What is required:
Only lines containing the string "last" belong in the answer; find them in the records and copy them.

Data for review:

PR #446, opened 2021-02-09
Explicit returns on typescript functions

alexasselin008:
"typescript-eslint/explicit-function-return-type": ["warn", { allowExpressions: true }]


packages/react-components/src/shared/src/useControllableState.ts
```diff
@@ -42,7 +49,7 @@ function useComputeInitialState<T>(controlledValue: T, initialValue: T, defaultV
     return result(state, isControlled, true);
 }
 
-function computeSubsequentState<T>(controlledValue: T, currentState: T, isControlled: boolean) {
+function computeSubsequentState<T>(controlledValue: T, currentState: T, isControlled: boolean): { newState: T; hasChanged: boolean; } {
```
alexasselin008, line 52: Are we fine with this synthax?

patricklafrance: Looks good, what are the alternatives?

alexasselin008: naming the type using an interface

patricklafrance: Looks fined, finding a name here would be quite hard.

packages/react-components/src/shared/src/useKeyboardNavigation.ts
```diff
@@ -14,7 +14,11 @@ interface KeyboardNavigationBindings {
     last: string[];
 }
 
-export function useKeyboardNavigation(focusManager: FocusManager, { previous = [], next = [], first = [], last = [] }: KeyboardNavigationBindings, { onSelect }: KeyboardNavigationOptions = {}) {
+interface KeyboardNavigationAPI {
```
patricklafrance, line 17: Usually for inputs (props) we usually suffix the interface name with "Props". For example, "TextInputProps".

Should we have a similar naming convention for return types?

packages/react-components/src/shared/src/useMergedRefs.ts
```diff
@@ -11,8 +11,8 @@ export function assignRef<T>(ref: ForwardedRef<T>, node: T) {
     }
 }
 
-export function mergeRefs<T>(...refs: ForwardedRef<T>[]) {
-    const mergedRef = (current: T) => {
+export function mergeRefs<T>(...refs: ForwardedRef<T>[]): (current: T) => void {
+    const mergedRef = (current: T): void => {
```
patricklafrance, line 15: Do you think we could somehow also exempt these local arrow functions from the rule?

packages/react-components/src/shared/src/useResizeObserver.ts
```diff
@@ -21,15 +21,15 @@ function getResizeObserver() {
...
+export const useResizeObserver = (element: Element, onResize: (entry: ResizeObserverEntry) => void, { box }: ResizeObserverOptions = {}): void => {
     useEffect(() => {
         if (!isNil(element)) {
             getResizeObserver().observe(element, { box });
 
             handlersMap.set(element, onResize);
         }
 
-        return () => {
+        return (): void => {
```
patricklafrance, line 32: :(

packages/react-components/src/shared/src/useMergedRefs.ts
patricklafrance: Not a big deal if we can't

patricklafrance (approved):
Looks good to me!

packages/react-components/src/shared/src/useKeyboardNavigation.ts
alexasselin008: I feel this might be hard finding an appropriate standard for this. Maybe one will emerge naturally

Response for this exercise:
     last: string[];
-export function useKeyboardNavigation(focusManager: FocusManager, { previous = [], next = [], first = [], last = [] }: KeyboardNavigationBindings, { onSelect }: KeyboardNavigationOptions = {}) {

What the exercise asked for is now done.